PR #2075, opened 2019-10-09
Simplify guide types by removing generics

domoritz:
**vega-typings**

* Remove generics from guide types.


domoritz:
Merge after https://github.com/vega/vega-lite/pull/5000 is approved.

◆ **THE PROBLEM**
From the listing above, return every line that contains the word "guide".

◆ **REPLY TO THE TASK**
Simplify guide types by removing generics
* Remove generics from guide types.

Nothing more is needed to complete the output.